The data must be returned in full, with no character altered.
(Input data Opens)
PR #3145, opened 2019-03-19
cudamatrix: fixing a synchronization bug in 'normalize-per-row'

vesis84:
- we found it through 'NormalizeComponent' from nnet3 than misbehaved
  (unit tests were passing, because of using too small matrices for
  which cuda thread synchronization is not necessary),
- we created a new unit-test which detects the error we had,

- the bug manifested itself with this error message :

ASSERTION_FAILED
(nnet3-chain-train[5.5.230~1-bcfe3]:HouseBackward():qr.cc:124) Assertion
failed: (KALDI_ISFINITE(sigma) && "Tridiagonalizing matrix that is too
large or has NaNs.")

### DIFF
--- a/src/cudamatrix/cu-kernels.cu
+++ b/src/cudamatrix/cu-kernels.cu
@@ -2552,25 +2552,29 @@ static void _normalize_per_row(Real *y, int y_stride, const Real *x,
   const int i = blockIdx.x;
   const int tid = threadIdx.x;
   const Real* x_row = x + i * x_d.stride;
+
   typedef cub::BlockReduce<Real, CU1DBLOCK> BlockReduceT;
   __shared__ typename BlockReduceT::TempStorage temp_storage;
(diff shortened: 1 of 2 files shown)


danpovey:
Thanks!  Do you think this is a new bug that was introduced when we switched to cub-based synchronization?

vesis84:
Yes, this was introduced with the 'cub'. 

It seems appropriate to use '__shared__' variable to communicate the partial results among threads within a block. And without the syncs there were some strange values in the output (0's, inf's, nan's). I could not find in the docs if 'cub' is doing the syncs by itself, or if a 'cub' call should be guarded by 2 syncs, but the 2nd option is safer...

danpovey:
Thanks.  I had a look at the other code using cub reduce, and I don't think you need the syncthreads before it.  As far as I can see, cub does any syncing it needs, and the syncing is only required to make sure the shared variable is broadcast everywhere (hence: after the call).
(Input data Closes)
» Finished exercise:
PR #3145, opened 2019-03-19
cudamatrix: fixing a synchronization bug in 'normalize-per-row'

vesis84:
- we found it through 'NormalizeComponent' from nnet3 than misbehaved
  (unit tests were passing, because of using too small matrices for
  which cuda thread synchronization is not necessary),
- we created a new unit-test which detects the error we had,

- the bug manifested itself with this error message :

ASSERTION_FAILED
(nnet3-chain-train[5.5.230~1-bcfe3]:HouseBackward():qr.cc:124) Assertion
failed: (KALDI_ISFINITE(sigma) && "Tridiagonalizing matrix that is too
large or has NaNs.")

### DIFF
--- a/src/cudamatrix/cu-kernels.cu
+++ b/src/cudamatrix/cu-kernels.cu
@@ -2552,25 +2552,29 @@ static void _normalize_per_row(Real *y, int y_stride, const Real *x,
   const int i = blockIdx.x;
   const int tid = threadIdx.x;
   const Real* x_row = x + i * x_d.stride;
+
   typedef cub::BlockReduce<Real, CU1DBLOCK> BlockReduceT;
   __shared__ typename BlockReduceT::TempStorage temp_storage;
(diff shortened: 1 of 2 files shown)


danpovey:
Thanks!  Do you think this is a new bug that was introduced when we switched to cub-based synchronization?

vesis84:
Yes, this was introduced with the 'cub'. 

It seems appropriate to use '__shared__' variable to communicate the partial results among threads within a block. And without the syncs there were some strange values in the output (0's, inf's, nan's). I could not find in the docs if 'cub' is doing the syncs by itself, or if a 'cub' call should be guarded by 2 syncs, but the 2nd option is safer...

danpovey:
Thanks.  I had a look at the other code using cub reduce, and I don't think you need the syncthreads before it.  As far as I can see, cub does any syncing it needs, and the syncing is only required to make sure the shared variable is broadcast everywhere (hence: after the call).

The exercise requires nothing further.